时迁问:“你们李总给你开多少工资?”
胡夯笑容僵住,这是要挖人?
然而下一秒,这位霍二爷轻飘飘道:“我没别的意思,你们老板爱骗人,胡总当心着点。”
“”
胡夯冲出私厨门,上车之后还骂骂咧咧的:“什么玩意儿啊?这不是神经病吗?哪有人一上来针对人,一见面骂你老板是骗子的。这么大个京唐摆那,他说老板是骗子,他是不是脑子有问题?”
跟着来的助理也很无语:“我之前调查过这位霍二爷,都对他评价不错,很认可他能力,性格虽然有些淡但是不算难搞——都是他买的水军吧?”

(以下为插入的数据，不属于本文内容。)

Issue #1128, opened 2017-11-16
Custom addons


feamsr00:
Hello all!

I'm trying to create a new addon and the documentation doesn't seem to be terribly clear on what it takes to go from 0-60. 

For example, 1) exactly how does the API for add-ons differ from the nominal Terminal API? Does it at all? Will it?* Additionally, 2) is directly modifying Terminals' prototype the most appropriate way for add-ons to register functionality? It seems to be just asking for collisions. Is there any other namespace registration or dic facility? (I suppose maybe even just adding the addon object eg Terminal.MyAddon.method() for the simplest way, but surely Terminal.addon('MyAddon').method() is much more sound). 3) Also, it doesn't seem to be clear how to actually add a third party addon, as the names have all been hardcoded... (I have taken to extending Terminal and widening loadAddon (`static loadAddon(String): void;`)) I am making assumptions, since the docs don't say if loadAddon is only for private (non 3rd party) use.

I have reviewed some of the existing add-ons, but they don't seem to have the most consistent implementations.

*I'm creating a couple add-ons (at least one for custom escape codes) because I wish to add discrete functionality to xTerm.js. It seems far more architecturally sound to do that instead of just making a big abstraction layer on *top* of xTerm.

## Details
- tsc.exe version: 2.6.1
- xterm.js version: 3

jerch:
somewhat offtopic: For custom escape codes there is imho no way to hook into the default parser atm. You can still get those custom codes working with your own parser beforehand. The ANSI spec allows custom escape codes for OSC and DCS commands. Unless you know what you are doing - stick with those to stay compatible with the default parser.

feamsr00:
@jerch Thanks for the insight. I was worried about that. This kinda goes back to the API question. Even without a special API for add-ons per se, It's not clear how one could merely call a "Terminal.setParser()" (especially considering no such method seems to exist) to set that dependency. Moreover, it would be helpful if there was some interface contract for Parser. Are there any custom parsers in the wild, or other examples on how to move forward?
Might I suggest a feature to at least emit parser/ctrl events?

Tyriar:
@feamsr00 currently there are no real external addons, everything is built in. The main reason we have not actively encouraged the community building addons right now is all they would be able to do is call the standard API of which you can't really do much interesting stuff that would call for an addon.

An addon could of course call into private members but it will likely break in the future as we don't commit to keeping private APIs stable. The addons packaged with the repo have a better chance of being stable at any given time.

[...]

PR #1130, opened 2017-11-17
New addon system: `applyAddon`

### LINKED ISSUE #1018: Master issue for webpack/loadAddon issues
I've seen a bunch of issues recently come in around how loadAddon works and I wonder if we're over complicating things. In today's world of bundlers and source maps, it appears very difficult to get this right in a way that will work across all build systems.

## Goals

- We need an easy way to load addons without forcing the user to download and parse/run the script. The core should be as slim as possible, leaving out optional components.
- It should work with webpack, browserify and vscode's module system (and more?)
- It should work nicely with TypeScript

### Current Situation

- We wrap addons in UMD which allows handling of the addon script in a plan browser environment, CommonJS environment and require.js environment. A problem here is that we needed to reorder the UMD definition as VS Code defines the `define` global, messing with the typical format and introducing issues for people eg. https://github.com/sourcelair/xterm.js/pull/994
- In a CommonJS environment the addon script attempts to load in the `Terminal` object via `require`, this causes issues for webpack https://github.com/sourcelair/xterm.js/issues/927
- `Terminal` inside addons is not typed currently as the definition for `Terminal` lies outside of the addon folder

## Potential Solutions

I'm not attempting to solve the problem right now, here are some ideas though:

- Have `loadAddon` pull in the script addon object and apply it to `Terminal`, as opposed to leaving it up to the addon to load `Terminal` (see https://github.com/sourcelair/xterm.js/issues/927#issuecomment-325210992)

  ```js
  public static loadAddon(addon: string, callback?: Function): boolean | any {
      // TODO: Improve return type and documentation
      if (typeof exports === 'object' && typeof module === 'object') {
        // CommonJS
        return require('./addons/' + addon + '/' + addon)(Terminal);
      } else if (typeof define === 'function') {
  ...
  ```
- Require bundling or concatenation when using addons?

If anyone has more insights into how this sort of dynamic loading at runtime issue is typically handled, I'd love to hear it :smiley: 

CCing people from related issues: @parisk @mofux @ficristo @dgriffen @ebertmi @rdicroce @jclangst @LucaT1 @jan0e @KagamiChan @vincentwoo

parisk:
This Pull Request introduces a new API for using xterm.js add-ons that does not mess up with importing stuff, along with a handful of breaking changes to standardize and simplify how add-ons work and how they should be built.

I also created a repository, where you can test that this branch works fine with Webpack: https://github.com/parisk/xterm-webpack.

## 🆕 API

Now, to use an add-on in xterm.js the developer has to import it first and then to *apply* it on the `Terminal` constructor.

```javascript
import { Terminal } from xterm;
import * as fit from 'xterm/lib/addons/fit/fit';


Terminal.applyAddon(fit);

var xterm = new Terminal();  // Instantiate the terminal
xterm.fit();                 // Use the `fit` method, provided by the `fit` addon
```

## ⚠️ Breaking changes

- `loadAddon` does not exist any more
- Add-ons do not get imported automatically any more
- Add-ons export only an `apply` method

This PR closes #1018.


parisk:
@Tyriar, @mofux I am requesting a review from both of view, mostly because I want you to be aware of the changes coming up, as this is a significant API breakage and hear any comments or feedback on it 😄.

mofux:
Looks very good to me! The only shortcoming I can see at the moment is that one has no chance to initialise an addon right after instantiation. Do you think it would make sense to provide an api for that as well?

```javascript
const middleware = (term) => {
  console.log('Ready!');
}

Terminal.use(middleware);
const term = new Terminal(); // logs "Ready!" 
```

If the middleware needs to accept some configuration, it could be done like this:

```javascript
const middleware = (opts) => {
  return (term) => {
    console.log('Ready!', opts.foo);
  }
}

Terminal.use(middleware({ foo: 'bar' }));
const term = new Terminal(); // logs "Ready! bar" 
```

coderaiser:
Good idea to use `use` instead of `applyAddon` like [expressjs does](https://expressjs.com/en/4x/api.html#router.use) and allow chaining :).

mofux:
@coderaiser I think there are two use-cases for a addon api. The `Terminal.use` case is helpful for addons that automatically add behaviour to the terminal. For example, an addon that parses the contents of the prompt line and emits a custom event, say `prompt`, whenever it detects that the prompt has changed.

The other use-case is for addons like the `fit` or `attach` addon, that have to be explicitly called to perform an action. For example, you must call `term.fit()` in order for the fit addon to do anything. One question that is still under discussion is if these addons should really extend the Terminal prototype, because they could easily work by passing the terminal instance to them:

``` javascript
import {fit} from 'xterm/lib/addons/fit/fit';
const term = new Terminal();
fit(term);
```

Tyriar:
I touched on this on Slack but I'll expand on it here. I prefer @mofux's suggestion:

```ts
import {fit} from 'xterm/lib/addons/fit/fit';
const term = new Terminal();
fit(term);
```

The most important reason I believe this is I don't think we can provide first class TypeScript support if we're modifying the prototype. Currently we need to add the types of all built-in addons to the [xterm.d.ts typings file](https://github.com/xtermjs/xterm.js/blob/v3/typings/xterm.d.ts) in order for TypeScript to pick them up. This is what I do in vscode; I fork the xterm.d.ts file and add the addon methods I use: 

https://github.com/Microsoft/vscode/blob/1f040a1258c13f39938bb39d296b86db5df34152/src/typings/xterm.d.ts#L529-L545

As mentioned previously, we could add all the addon types to the xterm.d.ts file, but the problem here is that then the available methods on `Terminal` becomes cluttered and filled with methods that may not actually do anything because the addon is not loaded.

Even ignoring the problem with bundled addons, we should consider what happens when custom addons https://github.com/xtermjs/xterm.js/issues/1128 are a thing. If the way addons work is by modifying the prototype then they will not have types as we certainly do not want to add external custom addon typings in xterm.d.ts. That will force users to use custom addons like this:

```ts
import { Terminal } from xterm;
import * as xtermCustomFit from 'xterm-custom-fit';
import * as xtermFind from 'xterm-find';

Terminal.applyAddon(xtermCustomFit);
Terminal.applyAddon(xtermFind);

var xterm = new Terminal();
(<any>xterm).customFit(); // 😐
(<any>xterm).findNext();  // 😑

```

The alternative is:

```ts
import { Terminal } from xterm;
import { customFit } from 'xterm-custom-fit';
import { findNext, findPrevious } from 'xterm-find';

var xterm = new Terminal();
customFit(xterm);
findNext(xterm);
// Types work if the addon defines them 🙂
```

The other reasons I believe we should drop loadAddon/applyAddon are:

- `applyAddon` is a static methods and also tampers with the prototype, both of which should be avoided in genral
- `applyAddon` makes testing a bit harder
- Addons seldom have constructors, currently the `applyAddon` functions don't do much other than modifying the prototype. The other way avoids this call all together, instead you call the addon when it's ready. This could be immediately after `new Terminal` if you needed the addon to activate on construction, or when it's needed (eg. `findNext`)

parisk:
OK, I pushed an update that I think can make most of us happy with few trade-offs.

Before explaining the update I just pushed, I want to state that I will insist on keeping the prototype extension. Let me explain the reasons why:

1. Until now, the prototype extension has not been the source of any issues (the main issue with `loadAddon` was the automatic importing. So there is nothing to "fix" here.
2. The prototype extension provides a better user experience for those who want to use it. For example, for us at SourceLair, the prototype extension means:
    - Setting up the class with additional capabilities once
    - Using less imports wherever we need the terminal
    - Passing less arguments to terminal addon methods (no `term` argument needed)
3. Static/class methods and class/prototype extensions are features of programming languages that are meant to be used (and are all being used by trustworthy projects like CodeMirror, Django), so I do not believe that they are bad practice -- we just have to use them right

Saying that, I exported static add-on methods wherever possible to allow also seamless usage for people that do not prefer `applyAddon` and for better TypeScript integration.

I wasn't able to do that for the zmodem add-on, which is using the ZModem global variable.

Personally, I am OK with supporting both `applyAddon` and the standalone addon modules.

src/addons/fit/fit.ts
```diff
@@ -0,0 +1,60 @@
...
+      if (term.rows !== geometry.rows || term.cols !== geometry.cols) {
+        term.renderer.clear();
+        term.resize(geometry.cols, geometry.rows);
+      }
+    }
+  }, 0);
+};
+
+export function apply(terminalConstructor) {
+  terminalConstructor.prototype.proposeGeometry = function () {
```
Tyriar: This should work and be even more compact:

```
terminalConstructor.prototype.proposeGeometry = proposeGeometry.bind(this, this)
```

src/addons/attach/attach.ts
```diff
@@ -0,0 +1,119 @@
...
+   *
+   * @param {WebSocket} socket - The socket to attach the current terminal.
+   * @param {boolean} bidirectional - Whether the terminal should send data
+   *                                  to the socket as well.
+   * @param {boolean} buffered - Whether the rendering of incoming data
+   *                             should happen instantly or at a maximum
+   *                             frequency of 1 rendering per 10ms.
+   */
+  terminalConstructor.prototype.attach = function(socket, bidirectional, buffered) {
+    return exports.attach(this, socket, bidirectional, buffered);
```
Tyriar: I think we can omit the `exports.` here and make it consistent with other calls.

src/addons/zmodem/zmodem.ts
```diff
@@ -0,0 +1,89 @@
...
+ * **IMPORTANT:** After you confirm() a zmodem.js Detection, if you have
+ *  used the `attach` or `terminado` addons, you’ll need to suspend their
+ *  operation for the duration of the ZMODEM session. (The demo does this
+ *  via `detach()` and a re-`attach()`.)
+ */
+
+export function apply(terminalConstructor) {
+  let Zmodem = (typeof window == 'object') ? (<any>window).ZModem : {Browser: null};  // Nullify browser for tests
+
+  terminalConstructor.prototype.zmodemAttach = function(ws, opts) {
```
Tyriar: I think we can still pull this `zmodemAttach` function out even though it relies on `window.ZModem`?

parisk:
@Tyriar fixed comments. As soon as tests pass, this should be GTG.

## A few more changes introduced

### Webpack
Now we need to bundle the JavaScript files of the demo, since `applyAddon` requires "importing/requiring" the add-on module.

I went with Webpack, instead of Browserify for two reasons:

1. Browserify gets too complex when requiring already bundled files (e.g. `build/xterm.js`)
2. I thought it would be a good idea to have a built-in webpack example in the repo

## Slightly updated repo structure

I removed and updated some descriptor files (e.g. removed `Procfile.dev`) and I removed `nodemod` for the time being until we find a more elegant way to use it in the demo. The problem with it is that it was looping perpetually, because of Webpack changing files.

Tyriar:
I get this error when I run the demo (via `npm start`):

image

Tyriar:
I also can't seem to access `term` in the console anymore?

parisk:
Woo! 🎉

simark:
@parisk, following this PR, I think the static method name should be changed in `typings/xterm.d.js`, from loadAddon to applyAddon.

Tyriar:
@simark thanks for pointing that out, created https://github.com/xtermjs/xterm.js/pull/1163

胡夯虽然气愤,但也从中听出了门道,这霍二是和他们老板有仇,于是拨出电话。
接通后添油加醋描述一番:“纹了个身跟二流子一样,还说唉,不说也罢。”
电话那头男人轻笑,显然很熟悉胡夯这招:“他说什么?”
“他说‘你们李总爱骗人,胡总当心点。’”
电话陷入一阵沉默,胡夯揣摩着老板心思,哂笑:“嗐,老板”
“这事我知道了,把东西收了,剩下几天你们放假吧,没必要在那浪费时间。”
“啊,好。”
助理凑过来问:“胡总,老板怎么说呀?”
胡夯:“叫人收拾东西,回永城吧。”
展会一连开六天,在第四天,京唐收起设备准备打道回府,摆着京唐招牌的展台空荡荡一片。
邬静艾头疼:“你怎么把人逼走了?”
时迁语气淡淡,并不无辜:“我什么也没干。”他晃晃手心厚厚一沓的合同,显然不是临时写出来的,“我还想和他们合作呢。”